Experimental Evaluation of Anti-Rain Agricultural Nets: Structural Parameters and Functional Efficiency

Plastic agrotextiles are increasingly used in modern agriculture to protect crops from adverse climatic events, such as excessive rainfall, wind, and solar radiation. Among these, anti-rain nets represent a promising solution to mitigate rain-induced disorders, such as fruit cracking, especially in crops sensitive to water excess. This study investigates the structural and functional properties of eight agrotextiles, including both anti-rain and anti-insect nets.
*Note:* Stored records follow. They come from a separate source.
PR #2839, opened 2023-11-14
MDEV-32235: mysql_json cannot be used on newly created table

an3l:

## PR quality check

### DIFF
--- a/sql/sql_table.cc
+++ b/sql/sql_table.cc
@@ -3657,6 +3657,19 @@ mysql_prepare_create_table(THD *thd, HA_CREATE_INFO *create_info,
     if (sql_field->vcol_info)
       sql_field->flags&= ~NOT_NULL_FLAG;
 
+    if (sql_field->real_field_type() == MYSQL_TYPE_BLOB &&
+        thd->lex->sql_command == SQLCOM_CREATE_TABLE)
+    {
+      if (!strcmp(sql_field->type_handler()->name().ptr(), "MYSQL_JSON"))
+      {
+        my_printf_error(ER_CANT_CREATE_TABLE,
+                        "Cannot create table %`s.%`s: "
+                        "Run mariadb-upgrade, "
+                        "to upgrade table with mysql_json type.", MYF(0),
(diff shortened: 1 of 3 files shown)


sql/sql_table.cc
```diff
@@ -3657,6 +3657,18 @@ mysql_prepare_create_table(THD *thd, HA_CREATE_INFO *create_info,
     if (sql_field->vcol_info)
       sql_field->flags&= ~NOT_NULL_FLAG;
 
+    if (sql_field->real_field_type() == MYSQL_TYPE_BLOB &&
+        thd->lex->sql_command == SQLCOM_CREATE_TABLE)
```
cvicentiu, line 3661: Isn't SQLCOM_CREATE_TABLE always set here?

Why do we need to check for real_field_type? Isn't the type_handler() check enough?

sql/sql_table.cc
```diff
@@ -3657,6 +3657,18 @@ mysql_prepare_create_table(THD *thd, HA_CREATE_INFO *create_info,
...
+    {
+      if (!strcmp(sql_field->type_handler()->name().ptr(), "MYSQL_JSON"))
+      {
+        my_printf_error(ER_UNKNOWN_ERROR, "Error parsing MySQL JSON format,"
```
cvicentiu, line 3665: I suggest a better error message.

"mysql_json" is only meant to be used for upgrading from MySQL to MariaDB. Tables can not be created with "mysql_json" datatype.

Alternatively, how about use ER_CANT_CREATE_TABLE?

cvicentiu (changes requested):

sql/sql_table.cc
an3l: Yes both checks are needed, because function `mysql_prepare_create_table` is used for `alter` too.

sql/sql_table.cc
an3l: Agree, will apply this error, like
```
ERROR HY000: Cannot create table `test`.`t1`: Run mariadb-upgrade, to upgrade table with mysql_json type.
```

PR #3306, opened 2024-06-04
MDEV-34296 extern thread_local is a CPU waste

dr-m:
- [x] *The Jira issue number for this PR is: MDEV-34296*
## Description
In commit 99bd22605938c42d876194f2ec75b32e658f00f5 (MDEV-31558) we wrongly thought that there would be minimal overhead for accessing a thread-local variable `mariadb_stats`.

It turns out that in C++11, each access to an `extern thread_local` variable requires conditionally invoking an initialization function. In fact, we do have a custom initializer of this very variable, and that call is actually unavoidable.

In C++20, one could declare `constinit thread_local` variables, but the address of a `thread_local` variable (`&mariadb_dummy_stats`) is not a compile-time constant. We did not want to declare `mariadb_dummy_stats` without `thread_local`, because then the dummy accesses could lead to cache line contention between threads.

`mariadb_stats`: Declare as `__thread` or `__declspec(thread)` so that there will be no dynamic initialization, but zero-initialization.

`mariadb_dummy_stats`: Remove. It is lesser evil to let the environment perform zero-initialization and check if `!mariadb_stats`.
## Release Notes
This is a relatively minor performance improvement, maybe not worth mentioning specially.
## How can this PR be tested?
```sh
./mtr main.analyze_engine_stats2 main.analyze_engine_stats main.rowid_filter_innodb
```
## PR quality check

### DIFF
--- a/storage/innobase/buf/buf0buf.cc
+++ b/storage/innobase/buf/buf0buf.cc
@@ -2165,6 +2165,12 @@ void buf_page_free(fil_space_t *space, uint32_t page, mtr_t *mtr)
   mtr->memo_push(block, MTR_MEMO_PAGE_X_MODIFY);
 }
 
+static void buf_inc_get(ha_handler_stats *stats)
+{
+  mariadb_increment_pages_accessed(stats);
+  ++buf_pool.stat.n_page_gets;
+}
+
 /** Get read access to a compressed page (usually of type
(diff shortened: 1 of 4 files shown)


spetrunia (approved):
I have to trust your statement that compilers guarantee that `__thread` or `__declspec(thread)` are zero-initialized.

Please add a comment about this above the declaration of `mariadb_stats`. 

Other than that, looks good to me.

PR #3307, opened 2024-06-04
MDEV-21166 Add Mroonga initialized check to Mroonga UDFs

kou:
- [x] *The Jira issue number for this PR is: MDEV-21166*

## Description

If Mroonga UDFs such as `last_insert_id()` is used without `INSTALL PLUGIN mroonga`, MariaDB is crashed. See MDEV-21166 for unexpected behavior details.

## Release Notes

I think that we don't need to add this to the release notes because this is unexpected usage. Mroonga UDFs are available only with `INSTALL PLUGIN mroonga`. This changes just add validations for unexpected usage.

## How can this PR be tested?

1. Execute `CREATE FUNCTION last_insert_grn_id RETURNS INTEGER SONAME 'ha_mroonga.so'` without `INSTALL PLUGIN mroonga`
2. Execute `SELECT last_insert_grn_id();`
3. It returns an error (`ERROR 1123 (HY000): Can't initialize function 'last_insert_grn_id'; last_insert_grn_id(): Mroonga isn't initialized`) without crash

We can't add `.test` for this because we enable Mroonga for all tests under `storage/mroonga/mysql-test/mroonga/storage/`: https://github.com/MariaDB/server/blob/3d4bdf76d35611f1aed066824fb56988c5ba16e9/storage/mroonga/mysql-test/mroonga/storage/suite.opt#L1

## PR quality check


LinuxJedi (commented):
Many thanks for this contribution, in-general I think it looks good, but it should be against 10.5 instead of 11.6. This is because bug fixes are merged up through versions.

As for testing, whilst it is true there is a suite wide option for "storage" and "wrapper", there is no reason why another directory / suite could not be created with this as the first test in it.

storage/mroonga/ha_mroonga.cpp
```diff
@@ -296,6 +297,7 @@ static PSI_mutex_info mrn_mutexes[] =
 #endif
 
 /* global variables */
+bool mrn_initialized = false;
```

The analysis focuses on geometric characteristics (porosity, thread diameter, mesh density) and on functional performance through experimental evaluation of air and rainwater permeability under different slope conditions. Air permeability was assessed using a wind tunnel, while rainwater permeability was tested via a rainfall simulation bench. The results demonstrate a stronger correlation between the air permeability index (Ka) and the rainwater permeability index Φrw (R2 = 0.95–0.99), across different net slopes (10° and 30°), than between the net porosity and Φrw (R2 = 0.86–0.92). These findings emphasize the greater explanatory power of the dynamic performance indicator Ka as a predictor of rainwater permeability, over purely geometric descriptors like porosity, since it inherently accounts for the dynamic performance of the air flow through the net. This contributes to the development of more effective and sustainable net-based crop protection systems tailored to specific environmental and agronomic needs.